Wikipedia:WikiProject Chemistry/CAS validation

From Wikipedia, the free encyclopedia
Jump to: navigation, search

NOTE: Chemical Abstracts have agreed to perform this work for us. Information on this process will be posted once details are available.

This topic is the main agenda item at the February 5th IRC Meeting. Please join us!

There are two types of validation which may be done with CAS numbers. One is a mathematical validation, designed to detect mistyped CAS numbers. The other method is to validate that the number is assigned to a chemical.

Mathematical validation (using a check digit):[edit]

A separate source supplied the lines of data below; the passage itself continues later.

Issue #998, opened 2017-01-24
Diagnostics panel is cutting Flow errors description


montogeek:
### Issue and Steps to Reproduce
I am using Nuclide with Flow, when you open the Diagnostics panel, the Description column is cutting Flow errors, like this:
![image](https://cloud.githubusercontent.com/assets/1002461/22249320/87cee35e-e210-11e6-83f7-f852fae5eef8.png)
This also happen when you select "Show only diagnostics for this file":
![image](https://cloud.githubusercontent.com/assets/1002461/22249326/96de602c-e210-11e6-86a6-3eabd83b1b1a.png)

But the inline errors show the error message fully:
![image](https://cloud.githubusercontent.com/assets/1002461/22249345/a6922cec-e210-11e6-9082-2a3d4fb2e708.png)

There is a lot of space to show the full error message in the Description column

I could work on its fix

### Expected Behavior
Description column in Diagnostic panel should show full Flow error message

### Actual Behavior
Description column in Diagnostic panel is cutting Flow error message

### Versions
* Atom: 1.13.0
* Nuclide: 201
* Client OS: OSX Sierra

### Additional Details
* Installed packages (`apm ls --installed`):
<details>
Community Packages (39) /Users/montogeek/.atom/packages
├── Zen@0.16.4
├── atom-material-ui@1.3.9
├── docblockr@0.9.1
├── duotone-dark-red-syntax@0.3.2
├── editorconfig@2.2.0
├── emmet@2.4.3
├── enzyme-snippets@0.1.0
├── file-icons@2.0.12
├── filesize@2.0.4
├── git-plus@7.2.0
├── haskell-grammar@0.4.0
├── highlight-selected@0.12.0
├── jump-to-line@0.2.0
├── language-babel@2.49.4
├── language-graphql@0.8.0
├── language-ini@1.17.0
├── language-lua@0.9.11
├── language-ocaml@1.1.2
├── language-swift@0.5.0
├── language-thrift@1.0.2
├── linter@1.11.21
├── linter-eslint@8.0.0
├── material-ui@1.0.9
├── merge-conflicts@1.4.4
├── nuclide@0.201.0
├── nuclide-format-js@0.0.36
├── oceanic-next@1.0.0
├── one-dark-vivid-syntax@1.7.1
├── pigments@0.38.0
├── pretty-json@1.6.1
├── project-manager@3.3.3
├── react-es6-snippets@0.3.0
├── set-syntax@0.3.2
[...]

PR #1017, opened 2017-02-06
Diagnostics: Add toggle to show full diagnostic traces

mwalkerwells:
@nmote In response to #998 cc @ColinCampbell 

It's common to need more information to debug flow errors. This change reduces the need to open terminal and run ``flow`` and doesn't clutter the interface.

Settings still has a "Show full diagnostic traces" option. It's used as a default value for when the "Diagnostics" view is constructed.

showinteraction

### DIFF
--- a/pkg/nuclide-diagnostics-ui/lib/main.js
+++ b/pkg/nuclide-diagnostics-ui/lib/main.js
@@ -135,9 +135,10 @@ class Activation {
         .switchMap(updater => (
           updater == null ? Observable.of([]) : updater.allMessageUpdates
         )),
-      featureConfig.observeAsStream('nuclide-diagnostics-ui.showDiagnosticTraces'),
+      // eslint-disable-next-line max-len
+      ((featureConfig.observeAsStream('nuclide-diagnostics-ui.showDiagnosticTraces'): any): Observable<boolean>),
       showTraces => {
-        featureConfig.set('nuclide-diagnostics-ui.showDiagnosticTraces', showTraces)
+        featureConfig.set('nuclide-diagnostics-ui.showDiagnosticTraces', showTraces);
       },
       disableLinter,
       observeLinterPackageEnabled(),
--- a/pkg/nuclide-diagnostics-ui/lib/main.js
+++ b/pkg/nuclide-diagnostics-ui/lib/main.js
@@ -140,8 +140,6 @@ class Activation {
           updater == null ? Observable.of([]) : updater.allMessageUpdates
         )),
       this._state.showTraces,
-      // https://github.com/gajus/eslint-plugin-flowtype/pull/131
-      // eslint-disable-next-line flowtype/space-after-type-colon
       showTraces => {
         if (this._state != null) {
           this._state.showTraces = showTraces;
@@ -150,8 +148,6 @@ class Activation {
       disableLinter,
       observeLinterPackageEnabled(),
       this._state.filterByActiveTextEditor,
-      // https://github.com/gajus/eslint-plugin-flowtype/pull/131
-      // eslint-disable-next-line flowtype/space-after-type-colon
       filterByActiveTextEditor => {
         if (this._state != null) {
           this._state.filterByActiveTextEditor = filterByActiveTextEditor;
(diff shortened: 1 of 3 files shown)


nmote:
Thanks! At first glance this looks pretty high quality, although I do have some comments. I'll take a closer look tomorrow.

pkg/nuclide-diagnostics-ui/lib/main.js
```diff
@@ -135,18 +139,24 @@ class Activation {
...
+      showTraces => {
+        if (this._state != null) {
+          this._state.showTraces = showTraces;
+        }
+      },
       disableLinter,
+      observeLinterPackageEnabled(),
+      this._state.filterByActiveTextEditor,
+      // https://github.com/gajus/eslint-plugin-flowtype/pull/131
+      // eslint-disable-next-line flowtype/space-after-type-colon
```
nmote: is this really still necessary?

mwalkerwells:
@nmote That's reasonable—I played around with that & realized I'd have to consider both being on screen at the same time (Settings & Diagnostics) and it got a bit more complicated to manage, so I went with this approach.

Thoughts on simplifying & having only in the Diagnostics panel?

If not, I'll try to figure out how to ensure neither get in an inconsistent state if both are on screen at the same time.

pkg/nuclide-diagnostics-ui/lib/main.js
mwalkerwells: Nope!

nmote:
I think that if you just subscribe to the setting (`featureConfig.observe`) and use that as the source of truth, and when the box is checked you call `featureConfig.set`, then you should have no problems with inconsistency. I'm not 100% sure that the settings panel will immediately react to outside changes to config options, but even if it doesn't I think this is a good way to go.

mwalkerwells:
Sorry for the thrash, but this works as expected: always correct state independent of being on-screen simultaneously.

One interesting side-effect is that it updates across all windows & is not isolated to a specific project.

pkg/nuclide-diagnostics-ui/lib/main.js
```diff
@@ -135,18 +135,19 @@ class Activation {
         .switchMap(updater => (
           updater == null ? Observable.of([]) : updater.allMessageUpdates
         )),
-      this._state.filterByActiveTextEditor,
-      // https://github.com/gajus/eslint-plugin-flowtype/pull/131
-      // eslint-disable-next-line flowtype/space-after-type-colon
-      (featureConfig.observeAsStream('nuclide-diagnostics-ui.showDiagnosticTraces'):
-          Observable<any>),
+      // eslint-disable-next-line max-len
```
nmote: Please don't do this. You can just split this line into multiple other lines.

mwalkerwells: Can you be more specific as to how you'd like this broken up on multiple lines (not sure of the best practices for splitting casting like this) or could you just edit it according to your preference before you accept (I'll take note for future pull requests)?

https://github.com/blog/1738-web-flow-editing-from-pull-requests

nmote: Looks like I can't change the PR, maybe since I don't have push access to your branch?

Anyway I'm not super picky how you format it. We have a rule on the team that you can't nitpick formatting at review time. If you care enough about anything you can write a lint rule for it. So, anything that passes lint is okay by me.

I'd suggest something like this:

```
((featureConfig.observeAsStream('nuclide-diagnostics-ui.showDiagnosticTraces'): any):
  Observable<boolean>),
```

mwalkerwells: 👍🏻

nmote:
Okay, I'm pulling it in for internal review so I can get another set of eyes on it.

matthewwithanm:
@mwalkerwells thanks for doing this! the "diagnostics" in the label is kinda redundant and "traces" should probably be "descriptions" since that's what they're called below.

also, how wide does the window have to be to accommodate this? we're getting a little tight with those two checkboxes. maybe we could shorten the other label too as an easy fix. ("Show only diagnostics for current file" is awkwardly worded anyway imo)

mwalkerwells:
The window can still get pretty narrow, especially since Atom changes the font size at a certain point. I'm happy to submit another diff with copy changes & will defer to your team's preference. Or if you already have consensus, I'll make the copy changes now

nmote:
@mwalkerwells It looks like @matthewwithanm is planning to just make the copy changes himself. This will land shortly.

mwalkerwells:
@nmote Sounds good!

The Chemical Abstracts Service (CAS) registry number system was designed to be fault-tolerant. Built into every CAS number is a check-digit that makes it possible to detect mis-typed numbers. Validation is a mathematical and repetitive process well-suited for software. Note that a validated CAS number can still be absent from the CAS database; mathematical validation only says that a CAS number could be valid based on its format.[1]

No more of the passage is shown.